━━━ Input for this task ━━━

PR #480, opened 2026-05-04
Refactor poses and serialization

astro-friedel:
This PR should not be reviewed until after [479](https://github.com/ILLIXR/ILLIXR/pull/479/changes) is approved and merged.

This PR addresses the growing complexity of the pose data structures used by ILLIXR. With the addition of hand tracking and hand interactions, there are numerous pose-based structs. This work breaks up the pose header into several, more specific headers. Similarly, the serialization code was also broken into more specific files. This change allows a plugin to use specific types of poses without the need to bring in the entire pose framework. The poses are now more hierarchical, with a common base struct.

Since ILLIXR is now starting to work more closely with OpenXR programs, the pose structs now have compile-time defines to make the structs OpenXR-compliant or the native ILLIXR format.

The head_pose_type has also been updated to include velocity information, following the OpenXR standard. This allows for pose prediction based on a single pose to be done.

PR #481, opened 2026-05-04
New Latency Tracking Plugin

astro-friedel:
This PR should not be reviewed until after [480](https://github.com/ILLIXR/ILLIXR/pull/480) is approved and merged.

This PR introduces a set of plugins to track the network latency between a client and server. It works by sending a small packet from the client to the server; the server returns the packet after adding some timing information. The client then calculates the round-trip latency based on the time it took the packet to return.

This plugin can measure the one-way latency (in both directions), but only if both client and server are running the same operating system and have well-synchronized clocks.


sriramdvt (commented):
I am able to build the `network_latency.rx` and `network_latency.tx` plugins. I'm still going through the code. Is there a way to test this plugin?

astro-friedel:
Yes, you will need to have 2 illixr instances running.
Setup 1: tcp_network_backend,network_latency.tx
Setup 2: tcp_network_backend,network_latency.rx

plugins/network_latency/tx/pong_rx/plugin.cpp
```diff
@@ -0,0 +1,111 @@
...
+
+    spdlog::get("illixr")->warn("Rx time: {}ns", receive_time);
+
+    spdlog::get("illixr")->warn("  Client time: {}ns", pong->client_timestamp_ns);
+    spdlog::get("illixr")->warn("  RTT: {:.3f}ms", rtt_ms);
+    spdlog::get("illixr")->warn("  Latency: {:.3f}ms", c2s_ms);
+    spdlog::get("illixr")->warn("  Server time: {}ns", pong->server_timestamp_ns);
+    spdlog::get("illixr")->warn("  Clock offset: {:.3f}ms", clock_offset_ms);
+
+    // spdlog::get("illixr")->warn("Rx time: {}ns  Client time: {}ns  RTT: {.3f}ms  Latency: {.3f}ms  Server time: {}ns  Clock
```
sriramdvt, line 60: Nit: remove these unnecessary logs.

sriramdvt: Lines 60-67.

plugins/network_latency/tx/pong_rx/plugin.cpp
```diff
@@ -0,0 +1,111 @@
...
+    // Reject samples where RTT is implausibly large (> 500ms on a local
+    // network indicates a clock jump or network anomaly)
+    if (rtt_ms > 500.0 || rtt_ms < 0.0) {
+        spdlog::get("illixr")->warn("[network_latency_pong_rx] Rejecting implausible RTT={:.3f}ms", rtt_ms);
+        return;
+    }
+
+    // Reject offset samples that differ from the current smoothed value
+    // by more than 10ms, which indicates a clock adjustment mid-session
+    if (clock_offset_initialized_ && std::abs(clock_offset_ms - smoothed_clock_offset_ms_) > 10.0) {
```
sriramdvt, line 78: I don't think we should do this, especially since we have the smoothed moving average anyway. Perhaps increase this threshold to 50ms to decrease the likelihood of this rejection happening?

plugins/network_latency/tx/pong_rx/plugin.cpp
```diff
@@ -0,0 +1,111 @@
...
+        spdlog::get("illixr")->warn("[network_latency_pong_rx] Rejecting outlier offset={:.3f}ms "
+                                    "(smoothed={:.3f}ms)",
+                                    clock_offset_ms, smoothed_clock_offset_ms_.load());
+        return;
+    }
+
+    // Maintain a rolling average of clock offset over recent samples to
+    // smooth out network jitter. Weight recent samples more heavily.
+    constexpr double alpha = 0.1; // EMA smoothing factor
```
sriramdvt, line 87: Have the full version of EMA (exponential moving average) at least once somewhere in the network_latency plugins. Perhaps here is a good place. Or in `latency_data.hpp`.

sriramdvt (approved):
Am able to build these plugins and tested them too. Have some minor comments, but otherwise approve this PR.

Notes when trying to test the PR on a single machine ->
Build the plugins `network_latency.rx,network_latency.tx,tcp_network_backend`. Set these environment variables for the `tcp_network_backend` plugin (assuming that ports 9001 and 9002 are free) and to disable any display:
```bash
export ILLIXR_TCP_CLIENT_IP=127.0.0.1
export ILLIXR_TCP_SERVER_IP=127.0.0.1
export ILLIXR_TCP_CLIENT_PORT=9001
export ILLIXR_TCP_SERVER_PORT=9002
export ILLIXR_DISPLAY_MODE=none
```

On two terminals, set the environment variable `ILLIXR_IS_CLIENT` to `0/1`:
```bash
export ILLIXR_IS_CLIENT=0 # on terminal 1
export ILLIXR_IS_CLIENT=1 # on terminal 2
```

Run the `rx/tx` plugins on the two terminals:
```bash
main.<>.exe -p tcp_network_backend,network_latency.rx ... # terminal 1
main.<>.exe -p tcp_network_backend,network_latency.tx ... # terminal 2
```

plugins/network_latency/tx/pong_rx/plugin.cpp
astro-friedel: I will leave these for now as they are good for debugging, especially when dealing with two different operating systems

plugins/network_latency/tx/pong_rx/plugin.cpp
astro-friedel: This can be discussed, but for now 10ms is ok.

plugins/network_latency/tx/pong_rx/plugin.cpp
astro-friedel: This could be implemented in the future, after discussion.

sriramdvt: Oh I meant having the abbreviation written in the comments, but okay no worries.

━━━

**Brief**
Wherever the word "comments" appears in the entries above, copy that line.

**Answer box**
Am able to build these plugins and tested them too. Have some minor comments, but otherwise approve this PR.
sriramdvt: Oh I meant having the abbreviation written in the comments, but okay no worries.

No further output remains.